# 1967 replacing metal under rear window Help?



## Groundczero (Nov 28, 2012)

I have some rust at the lip of the rear window (the metal covered by the chrome strip), I also noticed the metal behind the seats(the ledge were the speakers are mounted) is rusted. I am wondering if this is a continouse piece of metal that can be replaced or if it is two seperate pieces of metal?
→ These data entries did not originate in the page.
PR #88, opened 2017-02-21
Update to firedrake changes

### LINKED ISSUE #87: Issue with running thetis - bug report
Hi all! I am having a very odd issue with firedrake/thetis. I am trying to run the same code which runs normally in my other machine. The same script used to run in this machine until yesterday, so in order to be sure I reinstalled the firedrake environment and thetis since there was no change in the script I am trying to run. 

Could you please guide me as to what might have gone wrong in case you came across something similar?
I attach the error message produced. :

[bug_report1.txt](https://github.com/thetisproject/thetis/files/789713/bug_report1.txt)

In order to simplify this, I went back to the examples and run channel2d. I tried this both in the master branch and the wetting and drying branch I normally use. I added the output in a text file:

[channel2d_bug_report.txt](https://github.com/thetisproject/thetis/files/789774/channel2d_bug_report.txt)

Also, since this is my first bug report, can you please advise if that was clear enough for future reference?

Kind regards,
Thanasis

wence-:
FIAT elements are now finat elements.  Fixes #87.

### DIFF
--- a/thetis/utility.py
+++ b/thetis/utility.py
@@ -114,32 +114,29 @@ ElementContinuity = namedtuple("ElementContinuity", ["dg", "horizontal_dg", "ver
 """A named tuple describing the continuity of an element."""
 
 
-def element_continuity(fiat_element):
+def element_continuity(finat_element):
     """Return an :class:`ElementContinuity` instance with the
     continuity of a given element.
 
-    :arg fiat_element: The fiat element to determine the continuity
+    :arg finat_element: The finat element to determine the continuity
         of.
     :returns: A new :class:`ElementContinuity` instance.
     """
     import FIAT
-    cell = fiat_element.get_reference_element()
+    cell = finat_element.cell
 
+    dofs = finat_element.entity_dofs()
     if isinstance(cell, FIAT.reference_element.TensorProductCell):
-        # Pull apart
-        horiz = element_continuity(fiat_element.A).dg
-        vert = element_continuity(fiat_element.B).dg
-        return ElementContinuity(dg=horiz and vert,
-                                 horizontal_dg=horiz,
+        A, B = cell.cells
+        dimA = A.get_spatial_dimension()
+        dimB = B.get_spatial_dimension()
+        horiz = all(sum(map(len, dofs[(a, b)].values())) == 0 for a in range(dimA) for b in range(dimB+1))
+        vert = all(sum(map(len, dofs[(a, b)].values())) == 0 for a in range(dimA+1) for b in range(dimB))
+        return ElementContinuity(dg=horiz and vert, horizontal_dg=horiz,
                                  vertical_dg=vert)
     else:
-        edofs = fiat_element.entity_dofs()
         dim = cell.get_spatial_dimension()
-        dg = True
-        for i in range(dim - 1):
-            if any(len(k) for k in edofs[i].values()):
-                dg = False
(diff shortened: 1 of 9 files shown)


thetis/utility.py
```diff
@@ -177,9 +174,10 @@ def extrude_mesh_sigma(mesh2d, n_layers, bathymetry_2d):
     fs_2d = bathymetry_2d.function_space()
     new_coordinates = Function(fs_3d)
 
+    from tsfc.fiatinterface import create_element
+    element = create_element(fs_3d.ufl_element(), vector_is_mixed=False)
```
miklos1: You don't use this?

wence-:
As noted in #89, this patch (which fixes `element_continuity`) reveals a bunch of issues in the weak forms.  We suspect that when integrating by parts, there are some jump terms in the hdiv cases that need to be included.  (Previously, we were treating hdiv spaces as fully discontinuous and therefore including all jump terms).  This was probably hiding issues in the formulation?

tkarna:
Thanks for this update. Currently we use the element continuity check to decide whether we should integrate some terms by parts or not. So I suspect that what happens now is that some terms that should be integrated by parts for hdiv spaces are not treated that way, causing the errors. Thus the quick fix is to just revisit the logic in those terms. I'll run the tests and propose a fix.

Note that currently we are using the same weak forms for the hdiv and dg spaces, which is not ideal. We should add special cases for hdiv spaces as many of the interface terms can be dropped. But that's more involved and I'd do it elsewhere.

tkarna:
OK, so based on what I just wrote, `element_continuity` method should distinguish the three possible cases: `cg`, `hdiv`, and `dg`, because the weak form is going to be different in all cases.

dham:
Rather than the roll-your own element continuity function, would it not be better to extend the UFL element Sobolev space functionality so that tensor product elements know which Sobolev space they are in, and just use that?

tkarna:
I've added a proposed change to `element_continuity`, please amend as needed. Vertical diffusion tests seem to fail still, I'll check those tomorrow.

tkarna:
@dham Err, yes... There should be an easy way to check if a function space is hdiv'd, and also get the element family of the horizontal/vertical sub-spaces.

dham:
Well this works for me:
```
In [6]: e.sub_elements()
Out[6]: (FiniteElement('Q', quadrilateral, 6), FiniteElement('Lagrange', interval, 6))

In [7]: e.sub_elements()[0].sobolev_space()
Out[7]: SobolevSpace('H1', [SobolevSpace('HDiv', [SobolevSpace('L2', [])]), SobolevSpace('HCurl', [SobolevSpace('L2', [])]), SobolevSpace('L2', [])])

In [8]: e.sub_elements()[1].sobolev_space()
Out[8]: SobolevSpace('H1', [SobolevSpace('HDiv', [SobolevSpace('L2', [])]), SobolevSpace('HCurl', [SobolevSpace('L2', [])]), SobolevSpace('L2', [])])
```

tkarna:
Can we merge this as it is, or do you wish to make further changes? Master is currently broken without the API update. All the tests pass.

wence-:
I'm happy to merge this, we will go round and try and do it "right" by exposing appropriate information (probably through UFL).

tkarna:
Sounds good. Merging.

PR #90, opened 2017-02-23
Fix slope limiter at lateral boundary

tkarna:
This (partially) fixes lateral boundary issues discussed in #23  and #29.

To avoid limiting too much at the boundaries, we add the mean value of the field at the lateral boundary facets to the min/max fields. This works in cases where the solution is a linear function that does not attain min/max at a corner. In this case the limiter does not alter the linear function at all. If min/max occurs at the corner, then the corner element will still be limited.

This sits on top of #88.

### DIFF
--- a/thetis/limiter.py
+++ b/thetis/limiter.py
@@ -86,19 +86,44 @@ class VertexBasedP1DGLimiter(VertexBasedLimiter):
         """
         # Call general-purpose bound computation.
         super(VertexBasedP1DGLimiter, self).compute_bounds(field)
-        # NOTE This does not limit solution at lateral boundaries at all
-        # NOTE Omit for now
-        # # Add nodal values from lateral boundaries
-        # par_loop("""
-        #     for (int i=0; i<qmax.dofs; i++) {
-        #         qmax[i][0] = fmax(qmax[i][0], field[i][0]);
-        #         qmin[i][0] = fmin(qmin[i][0], field[i][0]);
-        #     }""",
-        #          ds,
-        #          {'qmax': (self.max_field, RW),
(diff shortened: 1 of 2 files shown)


tkarna:
So here's my first attempt at computing the facet averages with pyop2. Note that I'm just computing the arithmetic mean of the nodal values at the boundary, which is OK for 2D triangles and P1DG space, but it's not exact for the extruded case (quad facets). Using `FacetAvg` might be a better choice.

thetis/limiter.py
```diff
@@ -86,19 +86,44 @@ def compute_bounds(self, field):
...
+        boundary_dofs = entity_support_dofs(self.P1DG.finat_element, entity_dim)
+        local_facet_nodes = np.array([boundary_dofs[e] for e in sorted(boundary_dofs.keys())])
+        n_bnd_nodes = local_facet_nodes.shape[1]
+        local_facet_idx = op2.Global(local_facet_nodes.shape, local_facet_nodes, dtype=np.int32, name='local_facet_idx')
+        code = """
+            void my_kernel(double **qmax, double **qmin, double **field, unsigned int *facet, unsigned int *local_facet_idx)
+            {
+                double face_mean = 0.0;
+                for (int i = 0; i < %(nnodes)d; i++) {
+                    unsigned int idx = local_facet_idx[facet[0]*%(nnodes)d + i];
```
tkarna: The indexing in here is a bit hacky... It wasn't obvious how to use a 2D int array in pyop2.

wence-: No that's right.  Everything is just a 1D array when passed as a global.

tkarna:
All green, merging.

PR #91, opened 2017-03-20
Wetting and drying

swarder:
Wetting-drying scheme as in Karna et al (2010).

The test case I've added uses the Thacker case and compares the elevation at the centre of the domain after one oscillation period, and does this for two (relatively coarse) meshes.

If something more sophisticated than this is required, I can revisit.

### DIFF
--- a/docs/source/model_formulation_2d.rst
+++ b/docs/source/model_formulation_2d.rst
@@ -12,6 +12,11 @@ The prognostic variables are the water elevation :math:`\eta` and depth
 averaged velocity :math:`\bar{\mathbf{u}}`.
 The corresponding fields in Thetis are called ``'elev_2d'`` and  ``'uv_2d'``.
 
+Wetting and drying
+------------------
+
+Wetting and drying is included through the modified bathymetry formulation of Karna et al. (2010). The modified equations are given by :eq:`swe_freesurf_wd`\-:eq:`swe_momentum_wd`.
+
 Spatial discretization
 ----------------------
 
--- a/docs/source/model_formulation_2d.rst
+++ b/docs/source/model_formulation_2d.rst
@@ -15,7 +15,7 @@ The corresponding fields in Thetis are called ``'elev_2d'`` and  ``'uv_2d'``.
 Wetting and drying
 ------------------
 
-Wetting and drying is included through the modified bathymetry formulation of Karna et al. (2010). The modified equations are given by :eq:`swe_freesurf_wd`\-:eq:`swe_momentum_wd`.
+Wetting and drying is included through the modified bathymetry formulation of Karna et al. (2011). The modified equations are given by :eq:`swe_freesurf_wd`\-:eq:`swe_momentum_wd`.
 
 Spatial discretization
 ----------------------
--- a/examples/balzano/balzano.py
+++ b/examples/balzano/balzano.py
@@ -36,7 +36,8 @@ bathymetry.interpolate(x[0] / 2760.0)
 
 # bottom friction suppresses reflection from wet-dry front
 mu_manning = 0.02
-# wetting-drying parameter turns on wetting and drying
+# wetting-drying options
+wetting_and_drying = True
 wd_alpha = 0.4
 
 # --- create solver ---
@@ -49,6 +50,7 @@ options.check_vol_conservation_2d = True
 options.fields_to_export = ['uv_2d', 'elev_2d']
 options.timestepper_type = 'cranknicolson'
 options.shallow_water_theta = 0.5
+options.wetting_and_drying = wetting_and_drying
 options.wd_alpha = wd_alpha
 options.mu_manning = mu_manning
 options.dt = dt
--- a/examples/balzano/balzano.py
+++ b/examples/balzano/balzano.py
@@ -1,13 +1,13 @@
 #  Balzano wetting-drying test case
 # ==============================================
 #
-# Details from e.g. Gourgue et al (2009)
-#
 # Solves shallow water equations with wetting and drying in
 # rectangular domain with sloping bathymetry, with periodic
 # free surface boundary condition applied at deep end.
 #
 # Initial water elevation and velocity are zero everywhere.
+#
+# Further details can be found in, e.g, [1]
 #
 # Demonstrates the use of wetting and drying within Thetis
 #
@@ -16,6 +16,13 @@
 # (h_tilde) and total water depth imposed on original
 # bathymetry (eta_tilde), the latter being useful for
 # comparisons with other WD models.
+#
+# [1] O. Gourgue, R. Comblen, J. Lambrechts, T. Kärnä, V.
+#     Legat, and E. Deleersnijder. A flux-limiting wetting–
+#     drying method for finite-element shallow-water models,
+#     with application to the scheldt estuary. Advances in
+#     Water Resources, 32:1726 – 1739, 2009.
+#     doi: 10.1016/j.advwatres.2009.09.005.
 #
 # Simon Warder 2017-03-21
 
--- a/examples/balzano/balzano.py
+++ b/examples/balzano/balzano.py
@@ -11,6 +11,11 @@
 #
 # Demonstrates the use of wetting and drying within Thetis
 #
+# In addition to bathymetry, elevation and velocity fields,
+# user-specified outputs are used for the moving bathymetry
+# (h_tilde) and total water depth imposed on original
+# bathymetry (eta_tilde), the latter being useful for
+# comparisons with other WD models.
 #
 # Simon Warder 2017-03-21
 
@@ -72,16 +77,21 @@ solverObj.bnd_functions['shallow_water'] = {
     2: ocean_funcs
 }
 
-# User-defined output: moving bathymetry
+# User-defined output: moving bathymetry and eta_tilde
 wd_bathfile = File(os.path.join(outputdir, 'moving_bath.pvd'))
 moving_bath = Function(P1_2d, name="moving_bath")
+eta_tildefile = File(os.path.join(outputdir, 'eta_tilde.pvd'))
+eta_tilde = Function(P1_2d, name="eta_tilde")
 
 
+# user-specified export function
 def export_func():
     wd_bath_displacement = solverObj.eq_sw.bathymetry_displacement_mass_term.wd_bathymetry_displacement
     eta = solverObj.fields.elev_2d
     moving_bath.project(bathymetry + wd_bath_displacement(eta))
     wd_bathfile.write(moving_bath)
+    eta_tilde.project(eta+wd_bath_displacement(eta))
+    eta_tildefile.write(eta_tilde)
 
 
 # callback function to update boundary forcing
--- a/examples/balzano/balzano.py
+++ b/examples/balzano/balzano.py
@@ -77,6 +77,7 @@ def update_forcings(t):
     print_output("Updating boundary condition at t={}".format(t))
     ocean_elev.assign(ocean_elev_func(t))
 
+
 # initial condition: assign non-zero velocity
 solverObj.assign_initial_conditions(uv=Constant((1e-7, 0.)))
 
--- a/examples/balzano/balzano.py
+++ b/examples/balzano/balzano.py
@@ -1,0 +1,82 @@
+#  Balzano wetting-drying test case
+# ==============================================
+#
+# Details from e.g. Gourgue et al (2009)
+#
+# Solves shallow water equations with wetting and drying in
+# rectangular domain with sloping bathymetry, with periodic
+# free surface boundary condition applied at deep end.
+#
+# Initial water elevation and velocity are zero everywhere.
+#
+# Demonstrates the use of wetting and drying within Thetis
+#
+#
+# Simon Warder 2017-03-21
+
+from thetis import *
+
+outputdir = 'outputs'
+mesh2d = RectangleMesh(12, 6, 13800, 7200)
+print_output('Loaded mesh '+mesh2d.name)
+print_output('Exporting to '+outputdir)
+
+# time step in seconds
+dt = 600.
+# total duration in seconds: 4 periods
+t_end = 2*24*3600.
+# export interval in seconds
+t_export = 600.
+
+# bathymetry: uniform slope with gradient 1/2760
+P1_2d = FunctionSpace(mesh2d, 'CG', 1)
+bathymetry = Function(P1_2d, name='Bathymetry')
+x = SpatialCoordinate(mesh2d)
+bathymetry.interpolate(x[0] / 2760.0)
+
+# bottom friction suppresses reflection from wet-dry front
+mu_manning = 0.02
+# wetting-drying parameter turns on wetting and drying
+wd_alpha = 0.4
+
+# --- create solver ---
+solverObj = solver2d.FlowSolver2d(mesh2d, bathymetry)
+options = solverObj.options
+options.t_export = t_export
+options.t_end = t_end
+options.outputdir = outputdir
+options.check_vol_conservation_2d = True
+options.fields_to_export = ['uv_2d', 'elev_2d']
+options.timestepper_type = 'cranknicolson'
+options.shallow_water_theta = 0.5
+options.wd_alpha = wd_alpha
+options.mu_manning = mu_manning
+options.dt = dt
+options.solver_parameters_sw = {
+    'snes_type': 'newtonls',
+    'snes_monitor': True,
+    'ksp_type': 'gmres',
+    'pc_type': 'fieldsplit',
+}
+
+# boundary conditions
+h_amp = -2.0      # ocean boundary forcing amplitude
+h_T = 12*3600.    # ocean boundary forcing period
+ocean_elev_func = lambda t: h_amp * sin(2 * pi * t / h_T)
+solverObj.create_function_spaces()
+H_2d = solverObj.function_spaces.H_2d
+ocean_elev = Function(H_2d, name="ocean boundary elevation").assign(ocean_elev_func(0.))
+ocean_funcs = {'elev': ocean_elev}
+solverObj.bnd_functions['shallow_water'] = {
+    2: ocean_funcs
+}
+
+# callback function to update boundary forcing
+def update_forcings(t):
+    print_output("Updating boundary condition at t={}".format(t))
+    ocean_elev.assign(ocean_elev_func(t))
+
+# initial condition: assign non-zero velocity
+solverObj.assign_initial_conditions(uv=Constant((1e-7,0.)))
+
+solverObj.iterate(update_forcings=update_forcings)
--- a/examples/balzano/balzano.py
+++ b/examples/balzano/balzano.py
@@ -18,7 +18,6 @@ from thetis import *
 
 outputdir = 'outputs'
 mesh2d = RectangleMesh(12, 6, 13800, 7200)
-print_output('Loaded mesh '+mesh2d.name)
 print_output('Exporting to '+outputdir)
 
 # time step in seconds
@@ -35,10 +34,10 @@ x = SpatialCoordinate(mesh2d)
 bathymetry.interpolate(x[0] / 2760.0)
 
 # bottom friction suppresses reflection from wet-dry front
-mu_manning = 0.02
+mu_manning = Constant(0.02)
 # wetting-drying options
 wetting_and_drying = True
-wd_alpha = 0.4
+wd_alpha = Constant(0.4)
 
 # --- create solver ---
 solverObj = solver2d.FlowSolver2d(mesh2d, bathymetry)
@@ -73,6 +72,17 @@ solverObj.bnd_functions['shallow_water'] = {
     2: ocean_funcs
 }
 
+# User-defined output: moving bathymetry
+wd_bathfile = File(os.path.join(outputdir, 'moving_bath.pvd'))
+moving_bath = Function(P1_2d, name="moving_bath")
+
+
+def export_func():
+    wd_bath_displacement = solverObj.eq_sw.bathymetry_displacement_mass_term.wd_bathymetry_displacement
+    eta = solverObj.fields.elev_2d
+    moving_bath.project(bathymetry + wd_bath_displacement(eta))
+    wd_bathfile.write(moving_bath)
+
 
 # callback function to update boundary forcing
 def update_forcings(t):
@@ -83,4 +93,4 @@ def update_forcings(t):
 # initial condition: assign non-zero velocity
 solverObj.assign_initial_conditions(uv=Constant((1e-7, 0.)))
 
-solverObj.iterate(update_forcings=update_forcings)
+solverObj.iterate(update_forcings=update_forcings, export_func=export_func)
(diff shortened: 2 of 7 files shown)


tkarna:
Thanks this looks very good. You should run `make lint` in the repo root dir to make sure your code is pep8 compliant. The test looks OK I think. You might also add some examples that use wetting-drying, for example the Balzano test case no 1 (that could also be added as a test).

test/swe2d/test_thacker.py
```diff
@@ -0,0 +1,60 @@
+# Test for wetting-drying scheme functionality, using Thacker test case
+# Test case details in Gourgue et al (2009)
+
+from thetis import *
+import pytest
+import math
```
tkarna: `math` is not used. In general `numpy` is imported as `np` so you don't need this.

test/swe2d/test_thacker.py
```diff
@@ -0,0 +1,60 @@
...
+# Test case details in Gourgue et al (2009)
+
+from thetis import *
+import pytest
+import math
+
+@pytest.mark.parametrize("n,dt,alpha,max_err", [(25, 300., 4., 0.009), (10, 600., 8., 0.06)])
+def test_thacker(n, dt, alpha, max_err):
+    # Mesh
+    mesh2d = SquareMesh(n, n, 951646.46)
```
tkarna: You could assign the domain size to a variable and then do `X0 = Y0 = l_mesh/2`

test/swe2d/test_thacker.py
```diff
@@ -0,0 +1,60 @@
...
+    L = 430620.
+    eta0 = 2.
+    A = ((D0+eta0)**2-D0**2)/((D0+eta0)**2+D0**2)
+    X0 = 475823.23 # Domain offset
+    Y0 = 475823.23
+
+    # Bathymetry
+    bathymetry = Function(FunctionSpace(mesh2d, "CG", 1), name='bathymetry')
+    x = SpatialCoordinate(mesh2d)
+    bathymetry.interpolate(Expression(D0*(1-((x[0]-X0)*(x[0]-X0)+(x[1]-Y0)*(x[1]-Y0))/(L*L))))
```
tkarna: You don't need to construct an `Expression` object for UFL expressions.

test/swe2d/test_thacker.py
```diff
@@ -0,0 +1,60 @@
+# Test for wetting-drying scheme functionality, using Thacker test case
+# Test case details in Gourgue et al (2009)
+
+from thetis import *
+import pytest
+import math
+
+@pytest.mark.parametrize("n,dt,alpha,max_err", [(25, 300., 4., 0.009), (10, 600., 8., 0.06)])
```
tkarna: You can add `ids`, e.g. `ids=['fine', 'coarse']`, to give human readable names to these configurations.

thetis/options.py
```diff
@@ -245,6 +245,8 @@ def __init__(self):
 
         Bottom stress is :math:`\tau_b/\rho_0 = -g \mu^2 |\mathbf{u}|\mathbf{u}/H^{1/3}`
         """
+        self.wd_alpha = None
+        """Coefficient (units of length) used in bathymetry displacement function that ensures positive water depths."""
```
tkarna: Other options docstrings have the format `'python type: docstring'`, so this should be something like `Coefficient or None: Wetting-drying parameter...` Should also mention that the default is `None` which disables wetting-drying. Unit is meters.

thetis/shallowwater_eq.py
```diff
@@ -217,12 +219,23 @@ def get_bnd_functions(self, eta_in, uv_in, bnd_id, bnd_conditions):
             raise Exception('Unsupported bnd type: {:}'.format(funcs.keys()))
         return eta_ext, uv_ext
 
+    def wd_bathymetry_displacement(self, eta):
+        """
+        Returns wetting and drying bathymetry discplacement as described in:
+        K\"arna et al.,  2011.
```
tkarna: Either two a or two ä ;)

thetis/shallowwater_eq.py
```diff
@@ -317,8 +329,7 @@ def residual(self, uv, eta, uv_old, eta_old, fields, fields_old, bnd_conditions=
                     # assume land boundary
                     # impermeability implies external un=0
                     un_jump = inner(uv, self.normal)
-                    h = self.bathymetry
-                    head_rie = head + sqrt(h/g_grav)*un_jump
+                    head_rie = head + sqrt(total_h/g_grav)*un_jump
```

Is there someone doing a re-pop of this metal, and what is the exact name for these piece(ses) of metal.

Thank you.


----------



## jmt455 (Mar 26, 2012)

You'll probably need the panel that goes between the rear window and the trunk, as well as patching or replacing the rear section of the package tray.

The window-to-trunk panel is available from most Pontiac restoration companies.










OPGI:
http://www.opgi.com/p/steel-body-panels/4430/60/CAM7627.html

AMES:
https://secure.amesperf.com/qilan/Detail_Web?part_num=L174H&order_number=3086198&web_access=Y


You can usually also order this from a local auto parts store and avoid the shipping charges; it's often less costly that way.


Once you start cutting out the rusty parts, you'll discover what else you will need. 
You might want to take a look at the Dynacorn and Sherman catalogs to see what is available. 

Dynacorn International Inc. The Muscle Car People

ShermanParts-Collision & Restoration Auto Parts, Bumpers & Rust Repair


----------



## curtdan62 (Oct 27, 2010)

any of the metal under the rear filler panel and rear package tray area are not reproduced so you will have to fabricate any metal that has rot in those areas.


----------



## fiesta62 (Jan 12, 2011)

heres a tip for you, i fish oiled my car to stop any rust, when i was painting the oil everywhere inside doors with a brush i found surface rust under the top shoulder of the doors, the doors were coated inside with a rust proof coat but it stops about 5 inchs from the top of doors, this area is open to condensation, my suface rust was a perfect film over the whole underside of the top of doors, then i found the same under the rear side windows just like your talking about, i held a camera inside doors took some pics with flash it shows really well whats going on up in these hidden areas.....its worth checking these areas out before its too late...


----------